TASK DIRECTIONS: The listing below must be given again in full, exactly.

(SUPPLIED INFORMATION begins)

PR #117, opened 2019-08-19
KOGITO-143 - Support error state as process instance state with optio…

mswiderski:
…n to retrigger or skipped

depends on https://github.com/kiegroup/kogito-bom/pull/46

### DIFF
--- a/addons/persistence/infinispan-persistence-addon/src/test/java/org/kie/kogito/infinispan/MockCacheProcessInstancesTest.java
+++ b/addons/persistence/infinispan-persistence-addon/src/test/java/org/kie/kogito/infinispan/MockCacheProcessInstancesTest.java
@@ -15,12 +15,11 @@
 
 package org.kie.kogito.infinispan;
 
-import static org.junit.jupiter.api.Assertions.assertEquals;
-import static org.junit.jupiter.api.Assertions.assertFalse;
-import static org.junit.jupiter.api.Assertions.assertNotNull;
-import static org.junit.jupiter.api.Assertions.assertThrows;
+import static org.assertj.core.api.Assertions.assertThat;
+import static org.assertj.core.api.Assertions.assertThatThrownBy;
 import static org.kie.api.runtime.process.ProcessInstance.STATE_ACTIVE;
 import static org.kie.api.runtime.process.ProcessInstance.STATE_COMPLETED;
+import static org.kie.api.runtime.process.ProcessInstance.STATE_ERROR;
 
 import static org.mockito.Mockito.*;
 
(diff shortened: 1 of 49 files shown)


addons/process-management-addon/src/test/java/org/kie/kogito/process/management/ProcessInstanceManagementResourceTest.java
```diff
@@ -0,0 +1,165 @@
...
+
+    }
+    
+    @Test
+    public void testRetriggerErrorInfo() {
+        
+        ProcessInstanceManagementResource resource = new ProcessInstanceManagementResource();
+        resource.processes = this.processes;
+        
+        doAnswer(new Answer<Void>() {
```
cristianonicolai: just a coding style preference but you can shorten these statements using lambda style.

api/kogito-api/src/main/java/org/kie/kogito/process/MutableProcessInstances.java
```diff
@@ -22,6 +22,6 @@
     void remove(String id);
     
     default boolean isActive(ProcessInstance<T> instance) {
-        return instance.status() == ProcessInstance.STATE_ACTIVE;        
+        return instance.status() == ProcessInstance.STATE_ACTIVE || instance.status() == ProcessInstance.STATE_ERROR;
```
cristianonicolai: so this means that error state is only when the process instance is active, meaning no end state for a process as in error, it gets moved to aborted or completed, makes sense?

kogito-codegen/src/test/java/org/kie/kogito/codegen/data/HelloService.java
```diff
@@ -20,11 +20,11 @@
 	
     public String hello(String name) {
         System.out.println("Service invoked with " + name + " on service " + this.toString());
-        return "Hello " + name + "!";
+        return "Hello " + name.toString() + "!";
```
cristianonicolai: shouldn't need these .toString right?

addons/persistence/infinispan-persistence-addon/src/test/java/org/kie/kogito/infinispan/MockCacheProcessInstancesTest.java
```diff
@@ -15,27 +15,34 @@
 
 package org.kie.kogito.infinispan;
 
-import static org.junit.jupiter.api.Assertions.assertEquals;
-import static org.junit.jupiter.api.Assertions.assertFalse;
-import static org.junit.jupiter.api.Assertions.assertNotNull;
-import static org.junit.jupiter.api.Assertions.assertThrows;
+import static org.assertj.core.api.Assertions.assertThat;
```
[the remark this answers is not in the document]
mswiderski: it's more powerful and just easier to follow ...or it's a matter of getting used to it.

addons/process-management-addon/pom.xml
```diff
@@ -0,0 +1,56 @@
...
+    </dependency>
+
+    <dependency>
+      <groupId>org.jboss.spec.javax.ws.rs</groupId>
+      <artifactId>jboss-jaxrs-api_2.1_spec</artifactId>
+      <scope>provided</scope>
+    </dependency>
+    <dependency>
+      <groupId>javax.inject</groupId>
+      <artifactId>javax.inject</artifactId>
```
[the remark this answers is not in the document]
mswiderski: if it is provided then it does not work with spring

addons/process-management-addon/pom.xml
```diff
@@ -0,0 +1,56 @@
...
+    </dependency>
+
+    <!-- test dependencies -->
+    <dependency>
+      <groupId>org.junit.jupiter</groupId>
+      <artifactId>junit-jupiter-engine</artifactId>
```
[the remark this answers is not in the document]
mswiderski: I believe so as I copied it from another module :)

api/kogito-api/src/main/java/org/kie/kogito/process/MutableProcessInstances.java
mswiderski: correct, error state means the instance failed at execution and did not reached its final state. So it should be saved and later on fixed and retried.

kogito-codegen/src/test/java/org/kie/kogito/codegen/data/HelloService.java
mswiderski: actually it is needed to cause the failure :) if I give name as null it will fail ... otherwise it won't ;)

(SUPPLIED INFORMATION ends)

SOLUTION BELOW:
PR #117, opened 2019-08-19
KOGITO-143 - Support error state as process instance state with optio…

mswiderski:
…n to retrigger or skipped

depends on https://github.com/kiegroup/kogito-bom/pull/46

### DIFF
--- a/addons/persistence/infinispan-persistence-addon/src/test/java/org/kie/kogito/infinispan/MockCacheProcessInstancesTest.java
+++ b/addons/persistence/infinispan-persistence-addon/src/test/java/org/kie/kogito/infinispan/MockCacheProcessInstancesTest.java
@@ -15,12 +15,11 @@
 
 package org.kie.kogito.infinispan;
 
-import static org.junit.jupiter.api.Assertions.assertEquals;
-import static org.junit.jupiter.api.Assertions.assertFalse;
-import static org.junit.jupiter.api.Assertions.assertNotNull;
-import static org.junit.jupiter.api.Assertions.assertThrows;
+import static org.assertj.core.api.Assertions.assertThat;
+import static org.assertj.core.api.Assertions.assertThatThrownBy;
 import static org.kie.api.runtime.process.ProcessInstance.STATE_ACTIVE;
 import static org.kie.api.runtime.process.ProcessInstance.STATE_COMPLETED;
+import static org.kie.api.runtime.process.ProcessInstance.STATE_ERROR;
 
 import static org.mockito.Mockito.*;
 
(diff shortened: 1 of 49 files shown)


addons/process-management-addon/src/test/java/org/kie/kogito/process/management/ProcessInstanceManagementResourceTest.java
```diff
@@ -0,0 +1,165 @@
...
+
+    }
+    
+    @Test
+    public void testRetriggerErrorInfo() {
+        
+        ProcessInstanceManagementResource resource = new ProcessInstanceManagementResource();
+        resource.processes = this.processes;
+        
+        doAnswer(new Answer<Void>() {
```
cristianonicolai: just a coding style preference but you can shorten these statements using lambda style.

api/kogito-api/src/main/java/org/kie/kogito/process/MutableProcessInstances.java
```diff
@@ -22,6 +22,6 @@
     void remove(String id);
     
     default boolean isActive(ProcessInstance<T> instance) {
-        return instance.status() == ProcessInstance.STATE_ACTIVE;        
+        return instance.status() == ProcessInstance.STATE_ACTIVE || instance.status() == ProcessInstance.STATE_ERROR;
```
cristianonicolai: so this means that error state is only when the process instance is active, meaning no end state for a process as in error, it gets moved to aborted or completed, makes sense?

kogito-codegen/src/test/java/org/kie/kogito/codegen/data/HelloService.java
```diff
@@ -20,11 +20,11 @@
 	
     public String hello(String name) {
         System.out.println("Service invoked with " + name + " on service " + this.toString());
-        return "Hello " + name + "!";
+        return "Hello " + name.toString() + "!";
```
cristianonicolai: shouldn't need these .toString right?

addons/persistence/infinispan-persistence-addon/src/test/java/org/kie/kogito/infinispan/MockCacheProcessInstancesTest.java
```diff
@@ -15,27 +15,34 @@
 
 package org.kie.kogito.infinispan;
 
-import static org.junit.jupiter.api.Assertions.assertEquals;
-import static org.junit.jupiter.api.Assertions.assertFalse;
-import static org.junit.jupiter.api.Assertions.assertNotNull;
-import static org.junit.jupiter.api.Assertions.assertThrows;
+import static org.assertj.core.api.Assertions.assertThat;
```
[the remark this answers is not in the document]
mswiderski: it's more powerful and just easier to follow ...or it's a matter of getting used to it.

addons/process-management-addon/pom.xml
```diff
@@ -0,0 +1,56 @@
...
+    </dependency>
+
+    <dependency>
+      <groupId>org.jboss.spec.javax.ws.rs</groupId>
+      <artifactId>jboss-jaxrs-api_2.1_spec</artifactId>
+      <scope>provided</scope>
+    </dependency>
+    <dependency>
+      <groupId>javax.inject</groupId>
+      <artifactId>javax.inject</artifactId>
```
[the remark this answers is not in the document]
mswiderski: if it is provided then it does not work with spring

addons/process-management-addon/pom.xml
```diff
@@ -0,0 +1,56 @@
...
+    </dependency>
+
+    <!-- test dependencies -->
+    <dependency>
+      <groupId>org.junit.jupiter</groupId>
+      <artifactId>junit-jupiter-engine</artifactId>
```
[the remark this answers is not in the document]
mswiderski: I believe so as I copied it from another module :)

api/kogito-api/src/main/java/org/kie/kogito/process/MutableProcessInstances.java
mswiderski: correct, error state means the instance failed at execution and did not reached its final state. So it should be saved and later on fixed and retried.

kogito-codegen/src/test/java/org/kie/kogito/codegen/data/HelloService.java
mswiderski: actually it is needed to cause the failure :) if I give name as null it will fail ... otherwise it won't ;)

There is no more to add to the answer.